Dieses Verhalten sich mit der Anzahl der Coronainfizierten täglich, oder sogar minütlich zu beschäftigen erinnert doch sehr daran, sich die Aktienmärkte, oder einzelne Aktien im Minutentakt anzusehen. Dort ist es nur ein Rauschen, bei Corona ist es auch nur ein Rauschen - die Theorie dazu erspare ich nun mal dem Leser.

Ich verstehe auch, dass es sehr interessant sein mag, wenn eine zweite Welle kommen sollte dies frühzeitig zu wissen. Aber keine Angst, davon werden wir schon noch rechtzeitig erfahren, und es wird sicherlich nicht spurlos an uns vorüber gehen.

...

Bis dahin würde ich doch vorschlagen, unsere Zeit mit sinnvollerem zu verbringen. Mögliche Themen um inhaltlich auf einer breiten gesellschaftlichen Basis bezüglich der Corona-Krise weiterzukommen wären:

  • Was ist denn die wirkliche Mortalitätsrate? Wie gefährlich ist das Virus wirklich?

Es ist doch wohl ein Unterschied, ob dies 0,1%, 1%, oder 10% ist.

  • Welche Bevölkerungsgruppen trifft dies, und wie können wir diese schützen?

Auch hier ist es ein wesentlicher Unterschied, ob das Durchschnittsalter 30 ist, wie es bei der spanischen Grippe war, oder bei 80+ wie es bei Corona zu sein scheint.

  • Was ist der Verlust an Lebenserwartung?

Ob wir ein Jahr verlieren so wie bei der spanischen Grippe, oder nur ein paar Stunden oder ein paar Tage, wie es bei Corona zu sein scheint, muss wesentlich für unsere nächsten Entscheidungen eine Rolle spielen.

  • Sollten wir panische Angst vor dem Sterben haben, oder dies vielleicht doch etwas lockerer nehmen?

Es hängt auch von unserer inneren Einstellung ab, wie wir leben und wie wir sterben wollen.
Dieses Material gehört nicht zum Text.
PR #543, opened 2024-03-27
Please consider this change to save gas

jjmr007:
Please consider this change to save gas


tjcloa:
the change was applied but modified slightly
thnx

PR #556, opened 2025-07-14
SOV-3587: convert isovryn to interface

cwsnt:


tjcloa:
after careful review, the decision is to close the PR because having ISovryn as a smart contract is obviously for consistency reasons - inheriting events, functions and structs from modules. 
the solution per se is fine, but breaks consistency. 
copypasted events, functions and structs - we’d have to keep it manually updated. 
leads to a lot of unnecessary changes including dependent smart contract.

PR #574, opened 2026-03-03
Pr/feesharingcollector v2 SIP-0088

bribri-wci:
Revert FeeSharingCollector to pre-5429b56 version. Deployed FeeSharingCollector Proxy and Implementations here: 0xd16457C2495406783dECa731f90f6284D09eaFb1 and 0x5D539131c0eb5237753beB7a4d60A3Bb6ecdD96f.


bribri-wci:
@tjcloa Please review, thank you!

tjcloa (changes requested):
While the intent of this PR is to migrate to a new FeeSharingCollector proxy, it currently mixes two incompatible approaches: a pure rollback model (single active collector) and a real migration model (new proxy deployment).   
   
The script deploys a new proxy and implementation (1021-deploy-FeeSharingCollectorV2.js:19), while the canonical deployment still points to the old proxy (FeeSharingCollector.json:2). At the same time, the canonical deployment is rolled back to a previous version. This breaks consistency between the currently active FeeSharingCollector deployment and the deployment metadata.   
   
Effectively, the PR introduces two FeeSharingCollector contracts:    
    
The current deployment (used by scripts and the Sovryn frontend), where user fees remain locked.
A rollback-version deployment that is intended to be switched into protocol usage, but is not supported by the Sovryn app or the scheduled action scripts.  
As a result, this design requires coordinated frontend updates and additional testing so users can claim fees from both contracts while preventing cumulative side effects. Without that, many users are likely to lose access to fees in the orphaned FeeSharingCollector, because withdrawal from that contract may remain economically unprofitable.  

If these changes are not introduced, the frontend will remain  connected to the orphaned FeeSharingCollector, while the newly deployed contracts will require either a separate UI flow or manual direct contract interaction to withdraw fees.   
   
Final conclusion: the solution proposed in this PR is strongly not recommended for acceptance in its current form, because it breaks consistency and introduces significant, unnecessary complexity for Sovryn app integration and long-term maintenance.

PR #569, opened 2020-01-24
Addition of a Pose Prediction Plugin System to DLC

isaacrobinson2000:
## Pull Request Summary:

This pull request adds support for a plugin system for pose prediction algorithms. A pose prediction algorithm takes raw probability maps generated by the DeepLabCut neural network for each body part and returns the predicted locations for the body parts in each frame. It adds a flag to the `deeplabcut.analyze_videos` method called "predictor" which allows the user to select the prediction plugins currently installed on their DeepLabCut instance by name. To create a new plugin, one can simply write a class extending the `deeplabcut.pose_estimation_tensorflow.nnet.processing.Predictor` class, implement all the abstract methods, and place the new file in the `deeplabcut/pose_estimation_tensorflow/nnet/predictors/` folder (or any sub-folders of this folder). From here the plugin will be dynamically loaded into DeepLabCut and ready for usage. Note this system maintains full backward compatibility with the old "analyze_videos" method because the plugin selected when the user doesn't pick one ("argmax") uses the same code the original post-processing methods used. Some helper methods were also added for listing the current plugins and their configurable settings(`list_predictor_plugins`, `get_predictor_settings`, and `test_predictor_plugin`). Settings are configured in the config.yaml by placing the settings under a "predictors" header followed by another header matching the plugin's name, as demonstrated below:

```yaml
predictors:
     plotterargmax:
          # Settings for "plotterargmax" plugin go in here...
     argmax:
          # Settings for "argmax" plugin go here... 
```

As part of the plugin system, some helpful frame extraction classes (`TrackingData` and `Pose` classes) and a testing API are included. 

### Purpose of the Pull Request:
The purpose of this pull request is to provide an easy way of rapidly modifying and creating new pose prediction algorithms, which can currently only be done by manually adding code to the `analyze_videos` method. I initially developed the plugin system while implementing a method (now a plugin) for multi-animal tracking. That plugin is not included in this pull request, as it is not yet ready for release. This new API also offers an easy way of extracting probability maps to other formats for programs to use outside of DeepLabCut. 

### Included Plugins:

There are three plugins included in the pull request, "argmax", "plotterargmax", and "fast_plotterargmax". "argmax" is the default plugin and predicts poses in the same exact way as DeepLabCut currently does using the new API. The "plotterargmax" plugin predicts frames in an identical manner as "argmax" but also writes the probability frames as a 2D or 3D color map video using matplotlib. The "fast_plotterargmax" plugin is a much faster version of "plotterargmax" which doesn't have 3D support. I have attached some videos below that were generated by the "plotterargmax" plugin using different settings.

#### "plotterargmax" Output:
----------------------------------------------------------------------------------
```yaml
"3d_projection": True
"use_log_scale": True
```
_________________________________________________
output
_________________________________________________
```yaml
"3d_projection": False
"use_log_scale": False
```
________________________________________________
output1
_________________________________________________
```yaml
"3d_projection": True
"use_log_scale": False
```
_______________________________________________
output2
_________________________________________________

### Documentation:

All methods, classes, and APIs added for the plugin system are heavily documented via python doc strings. There is a user guide/tutorial in the "docs" folder ("docs/PluginOverview.md")

### Other Minor Additions:
 - Addition of a new multi output format which plots multiple predictions for a single body part as separate body parts (on `analyze_videos` method). Turned on by setting the "multi_output_format" argument to "separate_bodyparts"
 - `create_labeled_video` patched to plot all body parts when output is in the multi pose "separate_bodyparts" format.
 - Argument "num_outputs" added to to `analyze_videos` which overrides the config.yaml setting when set.

### An Example Plugin:

Attached below is a simple example plugin which extracts the probability maps to a text format for later processing by other programs (To use it, it needs to be renamed to exampleplugin.py). It showcases all of the features of the new plugin system (testing, settings, etc). The current user guide provides a very simple plugin that doesn't take advantage of all the plugin API features, and therefore it might be desirable to include this detailed example in more expansive documentation. 

[exampleplugin.txt](https://github.com/AlexEMG/DeepLabCut/files/4110344/exampleplugin.txt)


MMathisLab:
Thanks @isaacrobinson2000 and @traviswheeler for this PR - we will definitely review and get back to you in the next weeks! Thanks very much for contributing to DLC!!

traviswheeler:
Checking in - is there anything @isaacrobinson2000 or I can do to ease the burden for folks reviewing the pull request?

AlexEMG:
We are in the process - and have been for a quite while -- to roll to DLC 2.2 (our multianimal version), which changes the inference code substantially. For that reason, before this happens, I don't think it makes sense to include this PR.

AlexEMG:
Dear @traviswheeler and @isaacrobinson2000! Thanks for this contribution. We finally released part of 2.2 as a beta version. It would be wonderful if we could have a discussion on how to combine your contribution now?

traviswheeler:
Congrats on getting the 2.2 beta out the door - the changes are exciting! @isaacrobinson2000 will work to resolve conflicts between the PR and your new changes, then we should chat - shouldn't be long.  How would you like to "have a discussion"?  If you mean "actually talk to each other", we can arrange via the e-mail address associated with my account.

Und damit kann, und muss man sich beschäftigen, wenn man nicht ständig Angst vor etwas so essentiell Unausweichlichem wie dem Tod haben möchte.

  • Kommt unsere Wirtschaft wieder ins Laufen?

Und wenn dies mit Bauchweh geschehen sein sollte, dann sollten wir uns doch sehr, sehr gut überlegen, ob wir dieses Risiko auch ein zweites Mal auf uns nehmen wollen.

...

Wir müssen uns im Klaren sein, dass das Ding mit dem Corona noch nicht ausgestanden ist, und die Gefahr eines nächsten Lockdowns nicht von der Hand zu weisen ist. Und wenn wir uns nicht entsprechend vorbereiten, nicht entsprechend unsere Hausübungen machen, und zwar auf einer breiten gesellschaftlichen Basis, werden wir vielleicht im Herbst, sobald das erste Blatt gefallen ist, und die erste kühle Brise durch das Land weht, wieder wie panisch im Hühnerstall herumflattern.